TO DO. Return every line from the records below in which the word "drafts" is found.

GIVEN RECORDS.
PR #104, opened 2016-04-17
Update default-TR.css

panyiyi:


dbaron:
Is there a reason to think the webmaster will allow publication of TR drafts without this line?

tabatkins:
Closing this request - our stylesheet isn't up for public editting.

(Also, the base.css that's used on TR drafts now has a readable max-width.)

FremyCompany:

ANSWER FOR THIS EXERCISE.
Is there a reason to think the webmaster will allow publication of TR drafts without this line?
(Also, the base.css that's used on TR drafts now has a readable max-width.)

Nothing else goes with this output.